Influence of Domain Boundaries on the Response of Isolated Structures on Liquefiable Soils

Geotechnical centrifuge modeling is a common tool that provides insight into the liquefaction phenomena and its associated consequences on buildings. Most prior experiments that aimed to evaluate an isolated structure's response had one or more model buildings present in the container at a center-to-center spacing ranging from about 2W to 4.6W (where W is the foundation width). This paper presents the results of two centrifuge experiments to evaluate the influence of container boundaries and possible interaction with other building models in a flexible-shear-beam (FSB) container. The first test involved one structure in the center of the container with no other buildings present. The second test included two similar structural models inside the container with a spacing of 3.5W. In parallel, fully-coupled, 3D, nonlinear numerical simulations of the same soil profile and structures were performed in OpenSees with two structures at different spacings and with different domain sizes. The structures represented the key dynamic properties of a prototype 3-story, potentially inelastic, multi-degree-of-freedom (MDOF) building on a mat foundation.
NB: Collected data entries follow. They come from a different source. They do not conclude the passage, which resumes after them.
PR #84, opened 2022-05-10
feature: move MAX_STRING_SIZE definition to etl_profile.h

Niuslar:
There were multiple defines for MAX_STRING_SIZE. Since this is only used with the ETL, I thought it made sense to add this define to etl_profile.h.


MAhmedDev:
In the past kept third party libs clean/upgradeable and moved any system-wide header information to system.h

Vavat (approved):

The experimental and numerical results indicate that the presence of another structure can have a substantial influence on the building's permanent settlement and rotation even with a separation distance exceeding 3.5W. In the numerical analyses, a smaller domain size was observed to reduce foundation settlements by up to 18%. The important influence of interaction with container boundaries and other model structures needs to be considered in the design of centrifuge experiments that are used in model validation related to soil liquefaction and its consequences.